Take the line containing "AABBBB BBBBCC CCCCCC */" and every line after it in the data below, and print them exactly as given, with nothing else.

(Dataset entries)
════════════════
PR #419, opened 2023-03-23
GUACAMOLE-1746: docker enable usage of custom certificate

ronansalmon:
Docker: Added a start.sh script that parse env variables
Added documentation for standalone and docker version on how to create and use a custom certificate.

### DIFF
--- a/src/guacd-docker/sbin/start.sh
+++ b/src/guacd-docker/sbin/start.sh
@@ -25,8 +25,27 @@
 ##
 
 
-# guacd default value if not overridden
+##
+## Adds SSL command-line options to guacd
+##
+enable_ssl() {
+    if [ -z "$GUACD_CERTIFICATE_CRT" ] || [ -z "$GUACD_CERTIFICATE_KEY" ]; then
+        cat <<END
+FATAL: Missing required environment variables
+-------------------------------------------------------------------------------
+If using a SSL encryption, you must provide both GUACD_CERTIFICATE_CRT
+and GUACD_CERTIFICATE_KEY environment variables.
 
+END
+        exit 1;
+    fi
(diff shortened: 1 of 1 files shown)


src/guacd-docker/sbin/start.sh
```diff
@@ -0,0 +1,51 @@
...
+
+args=( -b "${GUACD_LISTEN_ADDRESS}" -L "${GUACD_LOG_LEVEL}" -l "${GUACD_PORT}" -f )
+
+# guacd certificate files
+if [ -n "$GUACD_CERTIFICATE_CRT" ]; then
+    args+=( -C "$GUACD_CERTIFICATE_CRT" )
+fi
+if [ -n "$GUACD_CERTIFICATE_KEY" ]; then
+    args+=( -K "$GUACD_CERTIFICATE_KEY" )
+fi
```
necouchman, line 48: Does it make sense to process these individually? I believe they are both required for SSL to function, so seems like this check should be for both of them, and fail if one is defined without the other.

necouchman (changes requested):
Overall I think this is fine - just one thing that I think should be changed.

@mike-jumper Any concerns with the direction of this change? It adds a start.sh script similar to the guacamole-client Docker image, but seems like Ronan has tried to maintain the same sort of script on this side, so looks okay to me.

src/guacd-docker/sbin/start.sh
ronansalmon: makes sense that they are both required for SSL to work.

necouchman:
@ronansalmon This now how some conflicts that need to be resolved.

@mike-jumper Any feedback on this one?

PR #428, opened 2023-04-23
Update rdp.c

FirstLicz:
remoteapp has no input method when opened since version 1.0


mike-jumper:
@FirstLicz Is there supposed to be something else here? These changes only add a comment.

PR #429, opened 2023-04-24
GUACAMOLE-1776: Batch up base64 encoding to reduce syscalls.

neandrake:
This introduces a buffer for binary data to be encoded as base64 as well as a buffer for the base64 encoded data, prior to any attempt to writing it to the socket. Doing this significantly reduces the number of system calls made by the socket-fd implementation. Instead of `clock_gettime`, `pthread_mutex_rdlock`, and `pthread_mutex_unlock` being called for every 3 bytes it's now called for every ~768 bytes.

### DIFF
--- a/src/libguac/socket.c
+++ b/src/libguac/socket.c
@@ -237,10 +237,32 @@ ssize_t guac_socket_write_string(guac_socket* socket, const char* str) {
 
 }
 
-ssize_t __guac_socket_write_base64_triplet(guac_socket* socket,
-        int a, int b, int c) {
-
-    char output[4];
+/**
+ * Encodes one to three bytes of data as four characters in base64 encoding.
+ *
+ * This function takes int arguments even though it's working with bytes to
+ * allow -1 to be used as distinct sentinel value for missing data.
+ *
+ * @param a An int holding the first byte of data to encode. Only the
+ *          least-significant byte will be used. This will always be inserted
+ *          into the output.
+ *
+ * @param b An int holding the second byte of data to encode. Only the
+ *          least-significant byte will be used. If this is less than zero,
+ *          the second and third bytes will be ignored and the last two
+ *          characters of the output will be '=' padding characters.
+ *
+ * @param c An int holding the third byte of data to encode. Only the
+ *          least-significant byte will be used. If this is less than zero,
+ *          the third byte will be ignored and the last character of the
+ *          output will be a '=' padding character.
+ *
+ * @param output Character buffer to hold the output. Exactly four characters
+ *               will be written to the buffer starting at this location.
+ *
+ * @return Returns zero.
+ */
+ssize_t __guac_socket_encode_base64(int a, int b, int c, char* output) {
 
     /* Byte 0:[AAAAAA] AABBBB BBBBCC CCCCCC */
     output[0] = __guac_socket_BASE64_CHARACTERS[(a & 0xFC) >> 2];
@@ -250,7 +272,7 @@ ssize_t __guac_socket_write_base64_triplet(guac_socket* socket,
         /* Byte 1: AAAAAA [AABBBB] BBBBCC CCCCCC */
         output[1] = __guac_socket_BASE64_CHARACTERS[((a & 0x03) << 4) | ((b & 0xF0) >> 4)];
 
-        /* 
+        /*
════════════════
→ **Result for this task**
     /* Byte 0:[AAAAAA] AABBBB BBBBCC CCCCCC */
     output[0] = __guac_socket_BASE64_CHARACTERS[(a & 0xFC) >> 2];
@@ -250,7 +272,7 @@ ssize_t __guac_socket_write_base64_triplet(guac_socket* socket,
         /* Byte 1: AAAAAA [AABBBB] BBBBCC CCCCCC */
         output[1] = __guac_socket_BASE64_CHARACTERS[((a & 0x03) << 4) | ((b & 0xF0) >> 4)];
 
-        /* 
+        /*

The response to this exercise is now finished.